PR #3340, opened 2018-11-27
Fix blank product type tax rate field

### LINKED ISSUE #3294: Error resolving ProductType with no TaxRateType
To resolve `TaxRateType` on `ProductType`, when it's set to null.

1. Execute query
```
{
  productType(id: "UHJvZHVjdFR5cGU6MTA=") {
    id
    taxRate
  }
}
```
2. Get an error
```
{
  "message": "Expected a value of type \"TaxRateType\" but received: ",
  "path": [
    "productType",
    "taxRate"
  ]
}
```

fowczarek:
I want to merge this change because resolve #3294 

If the product type has a blank tax rate, the GraphQL API returns errors.  We must ensure that this field cannot be blank.

### Pull Request Checklist


Pacu2:
We were talking about the possibility to set a "no tax" option for a product, what do you think @maarcingebala?

Also, please fix the closing keyword in the PR description

maarcingebala:
@Pacu2 I think having the `standard` tax rate as a default is fine. Tax calculations can be disabled at all so if don't need it, they won't be taken into account.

------------------------------------------------

- **Task**
Write out exactly the lines above from the line with "### LINKED ISSUE" through the line with "We were talking", both of them included, and leave out all other lines.

- **Answer to the problem**
### LINKED ISSUE #3294: Error resolving ProductType with no TaxRateType
To resolve `TaxRateType` on `ProductType`, when it's set to null.

1. Execute query
```
{
  productType(id: "UHJvZHVjdFR5cGU6MTA=") {
    id
    taxRate
  }
}
```
2. Get an error
```
{
  "message": "Expected a value of type \"TaxRateType\" but received: ",
  "path": [
    "productType",
    "taxRate"
  ]
}
```

fowczarek:
I want to merge this change because resolve #3294 

If the product type has a blank tax rate, the GraphQL API returns errors.  We must ensure that this field cannot be blank.

### Pull Request Checklist


Pacu2:
We were talking about the possibility to set a "no tax" option for a product, what do you think @maarcingebala?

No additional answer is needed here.